Entropy at Constant Temperature

Heat flowing between two objects causes entropy change in both. Assuming the objects are big enough that the change in temperature is negligible, the change in entropy in each is $\Delta S = \frac{Q}{T}$. Their sum gives $S_{total}$.

Three cases:
• $\Delta S_{total} \lt 0$: forbidden
• $\Delta S_{total} = 0$: reversible
• $\Delta S_{total} \gt 0$: allowed but irreversible

Heat Engine

A heat engine with adjustable efficiency, $e_{actual}$. The second law forbids the actual efficiency to be higher than that of an ideal (i.e. reversable) engine because otherwise the total change in entropy is negative.

Three cases:
• $e_{actual} \lt e_{ideal}$: non-ideal
• $e_{actual} = e_{ideal}$: ideal
• $e_{actual} \gt e_{ideal}$: forbidden
where $e_{actual} = \frac{W}{|Q_{hot}|}$ and $e_{ideal} = 1- \frac{T_{cold}}{T_{hot}}$.

Carnot Engine

• The Carnot cycle consists of 2 isothermal (dark grey) and 2 adiabatic (green) processes.
• The y-axis is $\log P$ by default so that the entire Carnot cycle will fit in the limited space. You can change to the regular graph of $P$ vs $V$ if you wish.
• The cycle is set up such that the isothermal processes (step 1 and 3) change the volume by a factor of 2. In other words, by choice we make $V_b= 2V_a$ and $V_c=2 V_d$.

Things to try:
• Click on the "step 1", "step 2", ... buttons to see the Carnot cycle in action.
• Manually adjust the piston to go through the Carnot cycle yourself.
• Calculate the amount heat exchange ($|Q_{hot}|$ and $|Q_{cold}|$) with the heat bath.
• Calculate the work done by the gas ($W$) for each step of the cycle and also the total work.
• Calculate the efficiency of this engine.
• Repeat the calculations above with different $n$, $f$, and different temperatures. See how these factors affect the calculations.

The Otto Cycle

A lab manual based on this simulation is available here.

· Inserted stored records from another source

PR #9102, opened 2019-10-26
[DotNetCore] Allow selecting frameworks even if not installed

rodrmoya:
Fixes https://devdiv.visualstudio.com/DevDiv/_workitems/edit/973338

### DIFF
--- a/main/src/addins/MonoDevelop.DotNetCore/MonoDevelop.DotNetCore.Gui/DotNetCoreRuntimeOptionsPanelWidget.cs
+++ b/main/src/addins/MonoDevelop.DotNetCore/MonoDevelop.DotNetCore.Gui/DotNetCoreRuntimeOptionsPanelWidget.cs
@@ -35,7 +35,7 @@ namespace MonoDevelop.DotNetCore.Gui
 {
 	partial class DotNetCoreRuntimeOptionsPanelWidget
 	{
-		readonly List<TargetFramework> frameworks;
+		readonly List<TargetFramework> installedFrameworks;
 		readonly DotNetProject project;
 		readonly DotNetCoreProjectExtension dotNetCoreProject;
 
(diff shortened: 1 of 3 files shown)


main/src/addins/MonoDevelop.DotNetCore/MonoDevelop.DotNetCore/DotNetCoreProjectSupportedTargetFrameworks.cs
```diff
@@ -60,6 +60,40 @@ public IEnumerable<TargetFramework> GetFrameworks ()
...
+		static string [] supportedNetCoreAppVersions = new string [] {
+			"3.1", "3.0", "2.2", "2.1"
+		};
+
+		public IEnumerable<TargetFramework> GetKnownFrameworks ()
+		{
+			static IEnumerable<TargetFramework> GetKnownNetStandardFrameworks ()
+			{
+				foreach (var v in supportedNetStandardVersions) {
+					yield return CreateTargetFramework (".NETStandard", v);
```
rodrmoya: By doing this, we get warnings in the log about that TFM not being known to the Assembly service, so I guess these should be registered in a different way @mrward ?

mrward: There is no support for that in the assembly service. There is a related bug filed about this causing all frameworks to be loaded. We may need to special case the assembly service for .net framework and .netstandard - just treat them as known frameworks to avoid the warning.

main/src/addins/MonoDevelop.DotNetCore/MonoDevelop.DotNetCore.Gui/DotNetCoreRuntimeOptionsPanelWidget.cs
```diff
@@ -94,10 +96,10 @@ public void Store ()
 			if (project == null || runtimeVersionCombo.Active == -1 || project.HasMultipleTargetFrameworks)
 				return;
 
-			TargetFramework framework = frameworks [runtimeVersionCombo.Active];
+			TargetFramework framework = installedFrameworks [runtimeVersionCombo.Active];
```
rodrmoya: ugh, this is wrong, it should use `knownFrameworks` here. Changing...

rodrmoya:

PR #9105, opened 2019-10-26
Improve feature switch service

rodrmoya:


main/src/addins/MonoDevelop.DotNetCore/MonoDevelop.DotNetCore/DotNetCoreFeatureSwitchController.cs
```diff
@@ -0,0 +1,56 @@
...
+
+using System.Collections.Generic;
+using Mono.Addins;
+using MonoDevelop.Core;
+using MonoDevelop.Core.FeatureConfiguration;
+
+namespace MonoDevelop.DotNetCore
+{
+	[Extension (typeof (IFeatureSwitchController))]
+	public class DotNetCoreFeatureSwitchController : IFeatureSwitchController
```
nosami: This should be named VBNetDotCoreFeatureSwitchController?

rodrmoya: Not really, the idea is to put there all .NET Core related feature toggles, it happens to have only VB.NET for now, but it will have more for sure (Blazor, for instance)

main/src/core/MonoDevelop.Core/MonoDevelop.Core.FeatureConfiguration/FeatureSwitchService.cs
```diff
@@ -25,13 +25,34 @@
...
 
 namespace MonoDevelop.Core.FeatureConfiguration
 {
 	public static class FeatureSwitchService
 	{
+		static ImmutableList<IFeatureSwitchController> featureControllers = ImmutableList<IFeatureSwitchController>.Empty;
+
+		static FeatureSwitchService ()
+		{
+			AddinManager.AddExtensionNodeHandler (typeof (IFeatureSwitchController), HandleFeatureSwitchExtension);
```
Therzok: This is going to force load a lot of assemblies on startup. What can we do (at addin.xml) to avoid this?

We need to register some kind of filters, because as the code is now, every assembly that defines an IFeatureSwitchController will be forcefully loaded when this constructor is hit.

Therzok: Instead of registering a class, maybe we could express everything in xml metadata items (`id`, `_description`, `defaultValue`).

Therzok (changes requested):
The assembly load issue should be fixed first, then I'll do another review pass.

main/src/core/MonoDevelop.Core/MonoDevelop.Core.FeatureConfiguration/FeatureSwitchService.cs
```diff
@@ -69,5 +89,29 @@ public static class FeatureSwitchService
 
 			return null;
 		}
+
+		#region Internal API for unit tests
+
+		internal static IEnumerable<FeatureSwitch> DescribeFeatures ()
```
mrward: Are we going to have a way to enable/disable features in the IDE? Just wondering we have a description if nothing is using it and there is no way using the FeatureSwitchService to get all the features provided, without using `AddinManager.GetExtensionObjects<IFeatureSwitchController>` and checking each controller.

Reason I ask is that I was looking at a [feature switch addin](https://github.com/mrward/monodevelop-feature-switch-addin) that allowed you to enable/disable features but there was no way to discover all the features apart from when one was requested.

Therzok: I like the approach in the feature switch addin!

main/src/core/MonoDevelop.Core/MonoDevelop.Core.FeatureConfiguration/FeatureSwitchService.cs
rodrmoya: Yes, or maybe lazy loading?

main/src/core/MonoDevelop.Core/MonoDevelop.Core.FeatureConfiguration/FeatureSwitchService.cs
rodrmoya: > Are we going to have a way to enable/disable features in the IDE? Just wondering we have a description if nothing is using it and there is no way using the FeatureSwitchService to get all the features provided, without using `AddinManager.GetExtensionObjects<IFeatureSwitchController>` and checking each controller.
> 
> Reason I ask is that I was looking at a [feature switch addin](https://github.com/mrward/monodevelop-feature-switch-addin) that allowed you to enable/disable features but there was no way to discover all the features apart from when one was requested.

yeah, was thinking about adding a UI for that, that's why I changed the implementation, but wasn't sure how to better add it, but your addin sounds a much better idea indeed! And indeed, the `DescribeFeatures` is exactly for that, I made it internal for now as nothing was using, apart from tests, but indeed, we can make it public, and even add a much better API to be used by that addin (like maybe events for when new features are added/removed/enabled, ...?)

main/src/core/MonoDevelop.Core/MonoDevelop.Core.FeatureConfiguration/FeatureSwitchService.cs
Therzok: Lazy loading can still trigger the assembly load problem if something uses feature switch service earlier in the IDE.

main/src/core/MonoDevelop.Core/MonoDevelop.Core.FeatureConfiguration/FeatureSwitch.cs
```diff
@@ -26,8 +26,19 @@
 
 namespace MonoDevelop.Core.FeatureConfiguration
 {
-	public interface IFeatureSwitchController
+	public class FeatureSwitch
```
Therzok:
```suggestion
	internal class FeatureSwitch
```

main/src/core/MonoDevelop.Core/MonoDevelop.Core.FeatureConfiguration/FeatureSwitchService.cs
```diff
@@ -25,15 +25,44 @@
...
+using System.Collections.Immutable;
 using System.Linq;
 using Mono.Addins;
+using MonoDevelop.Core.Addins;
 
 namespace MonoDevelop.Core.FeatureConfiguration
 {
 	public static class FeatureSwitchService
 	{
+		static ImmutableDictionary<string, FeatureSwitch> featureSwitches = ImmutableDictionary<string, FeatureSwitch>.Empty;
```
Therzok: Why ImmutableDictionary? Addin information is only processed on the UI thread, so there's no need for thread-safety.

main/src/core/MonoDevelop.Core/MonoDevelop.Core.FeatureConfiguration/FeatureSwitchService.cs
```diff
@@ -25,15 +25,44 @@
...
+
+			initialized = true;
+			AddinManager.AddExtensionNodeHandler ("/MonoDevelop/Core/FeatureSwitches", HandleFeatureSwitchExtension);
+		}
+
+		static void HandleFeatureSwitchExtension (object sender, ExtensionNodeEventArgs args)
+		{
+			var fs = args.ExtensionNode as FeatureSwitchExtensionNode;
+			if (fs != null) {
+				if (args.Change == ExtensionChange.Add && !featureSwitches.TryGetValue (fs.Id, out _)) {
```
Therzok: This is not quite correct. If the arg kind is `Add` and there already is a registered feature switch on that ID, it'll remove the existing one and not add the new one, making it so none are registered on the same ID.

Maybe log an error about it, and keep the first registered one.

Therzok: Maybe move the `TryGetValue` call inside `RegisterFeatureSwitch` so it's easier to reason about.

main/src/core/MonoDevelop.Core/MonoDevelop.Core.FeatureConfiguration/FeatureSwitchService.cs
```diff
@@ -25,15 +25,44 @@
...
 	public static class FeatureSwitchService
 	{
+		static ImmutableDictionary<string, FeatureSwitch> featureSwitches = ImmutableDictionary<string, FeatureSwitch>.Empty;
+		static bool initialized = false;
+
+		static void EnsureInitialized ()
+		{
+			if (initialized)
+				return;
+
```
Therzok:
```suggestion

			Runtime.AssertMainThread ();
```

main/src/core/MonoDevelop.Core/MonoDevelop.Core.FeatureConfiguration/FeatureSwitchService.cs
```diff
@@ -49,25 +78,35 @@ public static class FeatureSwitchService
...
 
 			return null;
 		}
+
+		#region Internal API for unit tests
+
+		internal static IEnumerable<FeatureSwitch> DescribeFeatures ()
+		{
+			EnsureInitialized ();
+			return featureSwitches?.Values;
```
Therzok:
```suggestion
			return featureSwitches.Values;
```

main/src/core/MonoDevelop.Core/MonoDevelop.Core.FeatureConfiguration/FeatureSwitchService.cs
```diff
@@ -49,25 +78,35 @@ public static class FeatureSwitchService
...
-				foreach (var ext in extensions) {
-					switch (ext.IsFeatureEnabled (featureName)) {
-					case true:
-						explicitlyEnabled = true;
-						break;
-					case false:
-						explicitlyDisabled = true;
-						break;
-					}
+			if (featureSwitches != null) {
```
Therzok: this null check looks redundant.

main/src/core/MonoDevelop.Core/MonoDevelop.Core.FeatureConfiguration/FeatureSwitchService.cs
rodrmoya: ok, moved now to be all in the addin.xml files, as indeed, all `IFeatureSwitchController` implementations were just returning the `defaultValue`

main/src/core/MonoDevelop.Core/MonoDevelop.Core.FeatureConfiguration/FeatureSwitch.cs
rodrmoya: I set it as public so that it could be used by @mrward 's addin, but I think there's no need for that, we can just have public API in `FeatureSwitchService`to do it, so changing to internal then

main/src/core/MonoDevelop.Core/MonoDevelop.Core.FeatureConfiguration/FeatureSwitchService.cs
rodrmoya: Ah ok, just copied from other similar services, but better to use a simple `Dictionary`

main/src/core/MonoDevelop.Core/MonoDevelop.Core.FeatureConfiguration/FeatureSwitchService.cs
rodrmoya: yeah, changed now

main/src/core/MonoDevelop.Core/MonoDevelop.Core.FeatureConfiguration/FeatureSwitchService.cs
rodrmoya: @mrward yeah, added -> https://github.com/mono/monodevelop/pull/9105/files#diff-9e619a97ca9961bdaeb48e7115c5cb91R90

main/src/core/MonoDevelop.Core/MonoDevelop.Core.FeatureConfiguration/FeatureSwitch.cs
```diff
@@ -26,8 +26,21 @@
 
 namespace MonoDevelop.Core.FeatureConfiguration
 {
-	public interface IFeatureSwitchController
+	internal class FeatureSwitch
```
mrward: The problem here is that this is a public API break. This will break any addins that implement a feature switch controller, which is possibly is not going to be likely, but would break my addin, for example. IFeatureSwitchController has been available since v7.8.

Therzok: We can keep the old interface as back-compat, but obsolete it and remove it when possible. The old extensibility point causes force loads of assemblies due to having to instantiate the controllers at runtime.

main/src/core/MonoDevelop.Core/MonoDevelop.Core.AddIns/FeatureSwitchExtensionNode.cs
```diff
@@ -0,0 +1,46 @@
...
+// OUT OF OR IN CONNECTION WITH THE SOFTWARE OR THE USE OR OTHER DEALINGS IN
+// THE SOFTWARE.
+
+using System;
+using Mono.Addins;
+
+namespace MonoDevelop.Core.Addins
+{
+	[ExtensionNode (Description = "Feature switch information.")]
+	class FeatureSwitchExtensionNode : ExtensionNode
```
Therzok: Serialization optimization:
```suggestion
	sealed class FeatureSwitchExtensionNode : ExtensionNode
```

main/src/core/MonoDevelop.Core/MonoDevelop.Core.FeatureConfiguration/FeatureSwitch.cs
Therzok:
```suggestion
	internal sealed class FeatureSwitch
```

main/src/core/MonoDevelop.Core/MonoDevelop.Core.FeatureConfiguration/FeatureSwitchService.cs
Therzok: Add a main thread assertion, addinmanager can't be used from background threads.

rodrmoya: Yeah, well, this is called from `IsFeatureEnabled`, which should be possible to call from any thread, so just asserting will just throw an exception when so. Will look at improving the initialisation.

main/src/core/MonoDevelop.Core/MonoDevelop.Core.FeatureConfiguration/FeatureSwitch.cs
rodrmoya: I've added back the interface and code to query `IFeatureSwitchController` implementations, although just as fall back if all the other methods "fail", so this will still break, although not API-related, Matt's addin, as his implementation will never be called for the feature flags that are correctly registered via the .addin.xml.

To fix that, I could move the fallback code to be run before checking the xml-based ones, but that would mean having the assembly load issue Marius was talking about, as soon as `IsFeatureEnabled` is called.

main/src/core/MonoDevelop.Core/MonoDevelop.Core.FeatureConfiguration/FeatureSwitchService.cs
```diff
@@ -25,13 +25,35 @@
...
 
 namespace MonoDevelop.Core.FeatureConfiguration
 {
 	public static class FeatureSwitchService
 	{
+		static Dictionary<string, FeatureSwitch> featureSwitches = new Dictionary<string, FeatureSwitch> ();
+
+		static FeatureSwitchService ()
+		{
+			AddinManager.AddExtensionNodeHandler ("/MonoDevelop/Core/FeatureSwitches", HandleFeatureSwitchExtension);
```
Therzok: We need to run this on the UI thread.

Please add a Runtime.AssertMainThread().

Therzok (changes requested):

main/src/core/MonoDevelop.Core/MonoDevelop.Core.FeatureConfiguration/FeatureSwitch.cs
mrward: Not that concerned about breaking my addin, I can update it. Supporting anybody else that has implemented IFeatureSwitchController properly is enough here.

mrward (approved):

main/src/core/MonoDevelop.Core/MonoDevelop.Core.FeatureConfiguration/FeatureSwitchService.cs
rodrmoya: But now that it is static, it should be run on the UI thread AFAICS from other similar implementations, do we still need it?

Therzok: This doesn't guarantee it's run on the UI thread. It's only run once, on the caller thread. Either add an `internal static Initialize()` and force call that on startup or add assert

Therzok: Or implement `IService`, http://source.monodevelop.com/#MonoDevelop.Core/MonoDevelop.Core/IService.cs,7a5d97d8a5b5df09,references

Therzok: Actually, might be simpler to extend `Service`:
http://source.monodevelop.com/#MonoDevelop.Core/MonoDevelop.Core/Service.cs,3f3b4ad9dcdc81c6,references

Therzok (approved):

nosami (approved):

PR #9533, opened 2020-01-10
Fixes CommandHandler routing in native widgets

netonjm:
This PR fixes the routing of CommandHadlers into a native widgets. Basically we were not getting the active window correctly in cases when a native widget was focused then the routing was failing, affecting to all the key shortcuts combinations.

In the current example shows how Copy shorcut now works on the native cocoa Watch panel

ptsif2fujl-1

image-1

Fixes https://devdiv.visualstudio.com/DevDiv/_workitems/edit/999606/


netonjm:
@monojenkins rebase

jstedfast:
The failure is the BinaryCompatibility.txt thing which doesn't appear to be related to this PR (it's happening for other PR's as well)

netonjm:
rebased!

PR #9537, opened 2020-01-10
[AspNetCore] Don't create browser-based execution targets for Worker services

rodrmoya:
With the enabling of launchSettings.json support for Worker services,
we added support, by mistake, to run it on the user's installed
browsers, which is wrong, as Worker services are just console
applications.

Fixes https://devdiv.visualstudio.com/DevDiv/_workitems/edit/1050466

### DIFF
--- a/main/src/addins/MonoDevelop.AspNetCore/MonoDevelop.AspNetCore/AspNetCoreProjectExtension.cs
+++ b/main/src/addins/MonoDevelop.AspNetCore/MonoDevelop.AspNetCore/AspNetCoreProjectExtension.cs
@@ -178,26 +178,30 @@ namespace MonoDevelop.AspNetCore
 
 		protected override IEnumerable<ExecutionTarget> OnGetExecutionTargets (OperationContext ctx, ConfigurationSelector configuration, SolutionItemRunConfiguration runConfig)
 		{
-			var result = new ExecutionTargetGroup (GettextCatalog.GetString ("Browser"), "MonoDevelop.AspNetCore.BrowserExecutionTargets");
-			foreach (var browser in IdeServices.DesktopService.GetApplications ("https://localhost", Ide.Desktop.DesktopApplicationRole.Viewer)) {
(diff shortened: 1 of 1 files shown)


rodrmoya:
@monojenkins backport backport-pr-9498-to-release-8.4

main/src/addins/MonoDevelop.AspNetCore/MonoDevelop.AspNetCore/AspNetCoreProjectExtension.cs
```diff
@@ -178,26 +178,30 @@ private ExecutionCommand CreateAspNetCoreExecutionCommand (ConfigurationSelector
 
 		protected override IEnumerable<ExecutionTarget> OnGetExecutionTargets (OperationContext ctx, ConfigurationSelector configuration, SolutionItemRunConfiguration runConfig)
 		{
-			var result = new ExecutionTargetGroup (GettextCatalog.GetString ("Browser"), "MonoDevelop.AspNetCore.BrowserExecutionTargets");
-			foreach (var browser in IdeServices.DesktopService.GetApplications ("https://localhost", Ide.Desktop.DesktopApplicationRole.Viewer)) {
-				if (browser.IsDefault) {
-					if (Project.HasMultipleTargetFrameworks) {
-						result.InsertRange (0, GetMultipleTargetFrameworkExecutionTargets (browser));
+			if (IsWeb) {
```
mrward: Just wondering why this is done here. Does it make sense to not use the AspNetCoreProjectExtension if IsWeb is false? If so then we could do this check in SupportsObject?

Or am I missing something?

rodrmoya: Yes, see the full change on the 8.4 backport -> https://github.com/mono/monodevelop/pull/9499

rodrmoya:
This is failing on the known compat check failure only, so ignoring

PR #9539, opened 2020-01-13
[Ide] Support adding/updating .editorconfig with Roslyn

mrward:
Right clicking in the text editor and selecting an item underneath
'Configure and Supress issues' would not add an .editorconfig file
or update the existing one.

The problem was that this feature requires changes in the type system
service.

Some odd behaviour with multiple projects in the solution, which looks like a Roslyn bug, where the editorconfig file is added as a link to a different project to the one the file being worked on belongs to.

Fixes VSTS #1001982 - Attempting to add analyzer configs fails silently
(to the user)
https://devdiv.visualstudio.com/DevDiv/_workitems/edit/1001982

Test cases linked to on above bug report.

### DIFF
--- a/main/src/core/MonoDevelop.Ide/MonoDevelop.Ide.TypeSystem/IMonoDevelopHostDocument.cs
+++ b/main/src/core/MonoDevelop.Ide/MonoDevelop.Ide.TypeSystem/IMonoDevelopHostDocument.cs
@@ -32,7 +32,12 @@ namespace MonoDevelop.Ide.TypeSystem
 			textBuffer?.Properties.RemoveProperty (typeof (IMonoDevelopHostDocument));
 		}
 
-		internal static IMonoDevelopHostDocument FromDocument(Document document)
+		internal static IMonoDevelopHostDocument FromDocument (Document document)
+		{
+			return FromDocument ((TextDocument)document);
+		}
+
+		internal static IMonoDevelopHostDocument FromDocument(TextDocument document)
 		{
 			IMonoDevelopHostDocument containedDocument = null;
 			if (document.TryGetText (out SourceText sourceText)) {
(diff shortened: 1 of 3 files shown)


main/src/core/MonoDevelop.Ide/MonoDevelop.Ide.TypeSystem/IMonoDevelopHostDocument.cs
```diff
@@ -32,7 +32,12 @@ internal static void UnRegister(ITextBuffer textBuffer)
 			textBuffer?.Properties.RemoveProperty (typeof (IMonoDevelopHostDocument));
 		}
 
-		internal static IMonoDevelopHostDocument FromDocument(Document document)
+		internal static IMonoDevelopHostDocument FromDocument (Document document)
```
DavidKarlas: Since `Document` inherits `TextDocument`, can we just remove `Document` overload?

mrward: I did do that originally but I was getting errors from the text editor, from what I remember, so I added the overload.

mrward: Not the text editor but there are a few classes that want to use the Document overload. A quick search and the MonoDevelopContainedDocument class and theMonoDevelopFormattingRuleFactoryServiceFactory class still want to use Document. So did not want to change the world and added in the overload.

mrward: Also looks like that factory service implements a Roslyn interface that expects Document to be used - https://github.com/dotnet/roslyn/blob/master/src/Workspaces/Core/Portable/Formatting/Rules/IHostDependentFormattingRuleFactoryService.cs

PR #9540, opened 2020-01-13
[Ide.Tests] Retry writing to file in multi-target test

mrward:
Try to fix the sharing violation that may happen on the build server
when the MultiTargetFramework_ReloadProject_TargetFrameworksChanged
test tries to write the project file to disk directly using
File.WriteAllText.

Fixes VSTS #1050360 - MultiTargetFramework_ReloadProject_TargetFrameworksChanged
test reliability

### DIFF
--- a/main/src/core/MonoDevelop.Core/MonoDevelop.Projects/SdkProjectReader.cs
+++ b/main/src/core/MonoDevelop.Core/MonoDevelop.Projects/SdkProjectReader.cs
@@ -65,7 +65,8 @@ namespace MonoDevelop.Projects
 				// 2) An Sdk node as a child of the Project node
 				// 3) An Sdk attribute on any Import node
 				var document = new XmlDocument ();
-				document.Load (new StreamReader (file));
+				using (var sr = new StreamReader (file));
+				document.Load (sr);
 				XmlNode projectNode = document.SelectSingleNode ("/Project");
 				if (projectNode != null) {
 					XmlAttribute sdkAttr = projectNode.Attributes ["Sdk"];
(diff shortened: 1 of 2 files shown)


radical:
Maybe add a CWL to see if we got any sharing violation exception, because when I was trying a new branch, with no changes - it wasn't failing! So, I'm not sure if it failed here at all.

mrward:
Not expecting it to fail here. The md-addins build would be the one failing since that uses Mono 6.10.

I can add some Console.WriteLines here to see if it is happening with the md-addins build.

radical:
Hm so, the file seems to get "locked" after `using (var sol = (Solution)await Services.ProjectService.ReadWorkspaceItem (Util.GetMonitor (), solFile)) {`.
Trying to follow the code paths, IIUC, it gets read here - https://github.com/mono/monodevelop/blob/master/main/src/core/MonoDevelop.Core/MonoDevelop.Projects.MSBuild/MSBuildProject.cs#L232 .

I'm trying to find other places where the file might be getting opened and not disposed.

radical:
hm that seems to have fixed the test. But the question is - how does this test pass on master with 6.8.0? @mrward this does test run, as is, on master, correct?

radical:
err.. my mistake. This PR is against master!

radical:
@mrward Was this test failing only sometimes on master+mono-6.8.0?

radical:
@Therzok thanks for the review. I have opened a fresh PR for this though - https://github.com/mono/monodevelop/pull/9554 .

mrward:
Replaced with #9554

PR #9543, opened 2020-01-14
Fixes VSTS Bug 1027417: [FATAL] SigTerm signal in

mkrueger:
MonoDevelop.VersionControl.Git.dll!MonoDevelop.VersionControl.Git.TaskFailureExtensions::RunWaitAndCapture+0

https://devdiv.visualstudio.com/DevDiv/_workitems/edit/1027417

Not connected to the original bug.

### DIFF
--- a/main/src/addins/VersionControl/MonoDevelop.VersionControl.Git/MonoDevelop.VersionControl.Git/GitService.cs
+++ b/main/src/addins/VersionControl/MonoDevelop.VersionControl.Git/MonoDevelop.VersionControl.Git/GitService.cs
@@ -124,8 +124,14 @@ namespace MonoDevelop.VersionControl.Git
 
 		public static void ShowStashManager (GitRepository repo)
 		{
-			using (var dlg = new StashManagerDialog (repo))
-				MessageService.ShowCustomDialog (dlg);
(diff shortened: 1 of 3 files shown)


main/src/addins/VersionControl/MonoDevelop.VersionControl.Git/MonoDevelop.VersionControl.Git/GitService.cs
```diff
@@ -124,8 +124,14 @@ public static void ShowMergeDialog (GitRepository repo, bool rebasing)
 
 		public static void ShowStashManager (GitRepository repo)
 		{
-			using (var dlg = new StashManagerDialog (repo))
-				MessageService.ShowCustomDialog (dlg);
+			var dlg = new StashManagerDialog ();
+			Task.Run (async delegate {
```
Therzok: ❌ `void` return and `Task.Run` here. 

Callers should be responsible for synchronization context management, not callees.

mkrueger: fixed.

PR #9546, opened 2020-01-14
[Ide] Improve ImageService.CustomImageLoader

sevoku:
* sort resources by name, to ensure same sequence for all icons
* use a global static dictionary for loaded resources
* filter by requested name to avoid Xwt.Image parser scanning all resources over and over again

### DIFF
--- a/main/src/core/MonoDevelop.Ide/MonoDevelop.Ide/ImageService.cs
+++ b/main/src/core/MonoDevelop.Ide/MonoDevelop.Ide/ImageService.cs
@@ -913,7 +913,7 @@ namespace MonoDevelop.Ide
 	class CustomImageLoader : Xwt.Drawing.IImageLoader
 	{
 		RuntimeAddin addin;
-		Dictionary<System.Reflection.Assembly, string []> resources = new Dictionary<System.Reflection.Assembly, string[]> ();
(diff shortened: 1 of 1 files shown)


main/src/core/MonoDevelop.Ide/MonoDevelop.Ide/ImageService.cs
```diff
@@ -913,7 +913,7 @@ static byte PixelClamp (int val)
 	class CustomImageLoader : Xwt.Drawing.IImageLoader
 	{
 		RuntimeAddin addin;
-		Dictionary<System.Reflection.Assembly, string []> resources = new Dictionary<System.Reflection.Assembly, string[]> ();
+		static Dictionary<System.Reflection.Assembly, List<string>> resources = new Dictionary<System.Reflection.Assembly, List<string>> ();
```
Therzok: Is this used only on the UI thread? Otherwise, are there any race condition concerns?

sevoku: no concerns, all calls to image loader come from ImageService which should never be called from a non-ui thread. Actually, it might even make sense to assert in all public ImageService methods. Xwt.Image creation must run on UI thread.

• The Otto cycle consists of 2 isochoric (constant volume, in dark grey) and 2 adiabatic (green) processes.
• Compression ratio is the ratio of the maximum to minimum volume (denoted $r$ in some conventions).
• The power of the heat source is $500W = 500J/s$.
• $Q$ is given by the power input of the heat source times $t$.

Things to try:
• Click on the "step 1", "step 2", ... buttons to see the Carnot cycle in action.
• Manually adjust the piston and heat source to go through the Carnot cycle yourself.
• Calculate the amount heat exchange with the environment in each step.
• Calculate the work done by the gas ($W$) for each step of the cycle and also the total work.
• Calculate the efficiency of this engine.
• Repeat the calculations above with different $n$, $f$, and different temperatures. See how these factors affect the calculations.

The Rectangular Cycle

A lab manual based on this simulation is available here.

• The Rectangular cycle consists of 2 isochoric (constant volume) and 2 isobaric processes.
• Compression ratio is the ratio of the minimum to maximum volume.
• A background of isothermal curves are drawn in grey at $200K$ intervals.
• The power of the heat source is $500W = 500J/s$.
• $Q$ is given by the power input of the heat source times $t$.

Things to try:
• Click on the "step 1", "step 2", ... buttons to see the Carnot cycle in action.
• Manually adjust the piston and heat source to go through the Carnot cycle yourself.
• Calculate the amount heat exchange with the environment in each step.
• Calculate the work done by the gas ($W$) for each step of the cycle and also the total work.
• Calculate the efficiency of this engine.
• Repeat the calculations above with different $n$, $f$, and different temperatures. See how these factors affect the calculations.